To convince you of the power that rests in you and your faculty to make numeracy
a reality for each of your students;
b.
To introduce you to the current controversies in math instruction;
c.
To set forth some of the most recent research in mathematics instruction so that
you and your faculty can make informed
decisions;
d.
To share with you how you can change what you're doing to make a powerful
difference.
As
with Elaine's other books, this latest one contains the same clear language,
illustrative stories, and humor that are signatures of her writing.
Through the first chapters, she clearly presents US mathematics
achievement, or lack of it, and the current issues involved in today's Math
Wars. She introduces that topic by stating, “The swirling
discussions and debates regarding mathematics education are enough to give
administrators vertigo.”
Her
third chapter on “Research-Based Decision Making” is one I wish every school
administrator had to commit to memory. Elaine establishes this focus as the
basis for any and all curricular decision making, using it to set the tone for
issues discussed in the rest of the book. (i.e. Calculators - boon or boon-doggle;
Sage on the stage or guide on the side; Effective teaching - the key to raising
math achievement).
For the sake of space, I won't go into all of the specifics of subsequent
chapters, but throughout her discussion of topics, Elaine weaves her own
experiences as an instructional leader as well as factual discussion about our
misconceptions about how math is “really”

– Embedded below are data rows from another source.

PR #4158, opened 2019-04-02
[PYMNT ALLOC] unit test coverage and bug fixes

ptewson-sfdo:
# Critical Changes

# Changes

# Issues Closed

# New Metadata

# Deleted Metadata

### DIFF
--- a/src/classes/ALLO_PaymentSync_SVC.cls
+++ b/src/classes/ALLO_PaymentSync_SVC.cls
@@ -32,7 +32,7 @@
 * @date 2019
 * @group Allocations
 * @group-content ../../ApexDocContent/Allocations.htm
-* @description Service syncs changes between Opportunity and Payment 
+* @description Service syncs changes between Opportunity and Payment
 *              Allocations.
 */
 public class ALLO_PaymentSync_SVC {
@@ -46,6 +46,10 @@ public class ALLO_PaymentSync_SVC {
     private class SynchronizationContext {
         Opportunity opportunity;
         Map<Id, npe01__OppPayment__c> payments = new Map<Id, npe01__OppPayment__c>();
+
+        //Orig allocations from trigger context, arranged by gau Id
+        //This is needed for deletes, where deleted allocation is not available in other context vars
+        Map<Id, Allocation__c> triggerAllocationsByGAUId = new Map<Id, Allocation__c>();
 
         //list of allocations by GAU
         Map<Id, List<Allocation__c>> opportunityAllocationsByGAU = new Map<Id, List<Allocation__c>>();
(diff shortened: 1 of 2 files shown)


ptewson-sfdo:
@jbrandolinisf - this should be ready for your review!

src/classes/ALLO_PaymentSync_SVC.cls
```diff
@@ -199,14 +219,16 @@ public class ALLO_PaymentSync_SVC {
                 Decimal totalOpportunityAllocations = context.totalOpportunityAllocationsByGAU.get(gau);
                 Decimal adjustedTotalPaymentAllocations = totalPaymentAllocations * context.scheduleRatio;
                 
-                System.debug('njjc totalOpportunityAllocations ' + totalOpportunityAllocations + ' adjustedTotalPaymentAllocations ' + adjustedTotalPaymentAllocations);
+                System.debug('njjc totalOpportunityAllocations ' + totalOpportunityAllocations + ' adjustedTotalPaymentAllocations ' +
```
jbrandolinisf: Remove me please...:-)

src/classes/ALLO_PaymentSync_SVC.cls
```diff
@@ -199,14 +219,16 @@ public class ALLO_PaymentSync_SVC {
...
+                System.debug('njjc totalOpportunityAllocations ' + totalOpportunityAllocations + ' adjustedTotalPaymentAllocations ' + 
+                    adjustedTotalPaymentAllocations);
 
                 //check if they need updating
                 if (adjustedTotalPaymentAllocations != totalOpportunityAllocations) {
                     for (Allocation__c oppAllocation : context.opportunityAllocationsByGAU.get(gau)) {
                         //we want to keep the ratios amongst duplicate opportunity allocations
                         Decimal duplicateAllocationPaidUnpaidAmountRatio = oppAllocation.Amount__c / totalOpportunityAllocations;
-                        System.debug('njjc duplicateAllocationPaidUnpaidAmountRatio ' + duplicateAllocationPaidUnpaidAmountRatio + ' calculatedAmount ' + totalPaymentAllocations * duplicateAllocationpaidUnpaidAmountRatio);
+                        System.debug('njjc duplicateAllocationPaidUnpaidAmountRatio ' + duplicateAllocationPaidUnpaidAmountRatio +
```
jbrandolinisf: This is part of my war on System.debug...it's gotta go...

src/classes/ALLO_PaymentSync_TEST.cls
```diff
@@ -221,14 +221,143 @@ private with sharing  class ALLO_PaymentSync_TEST {
...
+        //original payment allocations
+        assertAllocation(queryAllocations[0], 200, defaultGau.Id, false);
+        assertAllocation(queryAllocations[1], 300, gaus[1].Id, false);
+        assertAllocation(queryAllocations[2], 500, gaus[0].Id, false);
+    }
+
+
+    /*******************************************************************************************************
+    * @description When changing the amount of Opportunity allocations connected to paid payments
+    * Payment Allocations for paid payments will not be changed
```
jbrandolinisf: It is good either way, but maybe could you add one additional payment that is not paid, and confirm that the changes do flow to that payment?

src/classes/ALLO_PaymentSync_TEST.cls
```diff
@@ -221,14 +221,143 @@ private with sharing  class ALLO_PaymentSync_TEST {
...
+
+        //original payment allocations
+        assertAllocation(queryAllocations[0], 200, defaultGau.Id, true);
+        assertAllocation(queryAllocations[1], 300, gaus[1].Id, true);
+        assertAllocation(queryAllocations[2], 500, gaus[0].Id, true);
+        assertAllocation(queryAllocations[3], origAllocAmount, defaultGau.Id, false);
+    }
+
+    /*******************************************************************************************************
+    * @description When attempting to lower or delete an opp allocation for a GAU that has paid payment allocations:
```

taught in Japan. Ending as she
typically does when writing for school administrators, Elaine concludes by
presenting “Thirty-Plus Practical Things” administrators can start doing
immediately to raise math achievement in their schools.
Whether one buys this for his or her own knowledge or gives this to an
Administrator-who-needs-to-learn as a present, or as an "anonymous
gift", he/she can be assured that any reader will walk away much more
articulate about current math issues ... and hopefully more resistant to simply
believing the latest faddish claims.